The Beginner’s Goodbye by Anne Tyler

When I was growing up I lived with a ghost. I know some people will think that sounds crazy. I know some people will think I imagined it. Yet the experience was real.

Our house-ghost wasn’t an apparition, it was a presence: being alone in a room, then knowing someone had entered although no-one was there; sitting still and quiet for as long as it took for whatever it was to leave.  Time and time again my mother declared there were no such things as ghosts. The dead don’t come back to earth, she’d say, because those in Heaven don’t want to leave and those in Hell aren’t allowed out. She was trying to convince herself as much as me – she felt the ghost’s presence, too.

When we eventually moved (driven out by the Council, not by the ghost) a neighbour confided that the previous tenants had a Catholic Priest visit to perform an exorcism. It made me feel better, less weird, about the whole thing.

In The Beginner’s Goodbye Aaron’s wife, Dorothy, is killed when a tree falls on their house. Almost a year later, Dorothy appears on the sidewalk outside their house. She doesn’t stay very long but Aaron “didn’t feel as if she was abandoning me. I knew, somehow, she would come again as soon as she could”. He’s right. After that first visit Dorothy starts to turn up in lots of different places: at the farmer’s market, on the street where Aaron’s office is, walking to the post office, in the shopping mall. Aaron believes Dorothy has returned because “we simply missed each other too much”. (He doesn’t want to ask her. “It would kill me if she left. I had already gone through that once. I didn’t think I could do it all over again”.) But as her visits get longer they begin to talk, or rather bicker, as they had done when she was alive.

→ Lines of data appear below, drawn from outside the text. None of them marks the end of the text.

PR #107, opened 2020-10-17
I want to add the documentation for Japanese edition

yamatoya:
This library is very useful. If there was Japanese documentation, the library would be growth.

### DIFF
--- a/docs/input/_layout.cshtml
+++ b/docs/input/_layout.cshtml
@@ -1,209 +1,279 @@
 <!DOCTYPE html>
 <html>
-    <head>
-        <meta charset="utf-8">
-        <meta http-equiv="X-UA-Compatible" content="IE=Edge">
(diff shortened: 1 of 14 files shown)


patriksvensson:
@yamatoya I'm delighted with this pull request, and I really appreciate the time you put into this, but it comes with some problems for me. 

I don't know Japanese, so any changes to the documentation will be out of date in the Japanese version, and the documentation will change a lot once Spectre.Console stabilizes a bit.

Perhaps another approach (for the time being) would be to add a localized README as Rich has for Chinese (See https://github.com/willmcgugan/rich/blob/master/README.cn.md) with some additional information on how to get started for Japanese users? We could link to this `README.jp.md` from `README.md` (see image below)?

image

yamatoya:
Thank you for your suggestion. I also agree it and I create another PR.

If you follow my blog, you’ll know my previous post was on Grief is the Thing With Feathers, about a man whose wife dies suddenly. The Beginner’s Goodbye explores the same themes – love, marriage, loss, grief, hope – but in a very different way.  Tyler’s masterstroke is to leave the question of whether Dorothy is a ‘real’ ghost unresolved. On the one hand, it occurs to Aaron that “in all probability, neither one of us had actually spoken during our encounters. Our conversations had played out silently in my head.” On the other hand if Aaron has imagined the visits “how could she have said those things that she knew and I didn’t. That she had refused a better job for my sake. That she had hidden her feelings for my sake…” There are other suggested explanations. Aaron’s builders talks of “unfinished business”, Aaron’s friend that “if you know them well enough, if you’ve listened to them closely enough while they were still alive, you might be able to imagine what they would tell you even now.”

Rating: *** Highly Recommended

PS. I ‘found’ The Beginner’s Goodbye in the waiting room of my local station. I was reading Markus Zusak’s The Book Thief at the time. I will return it, though!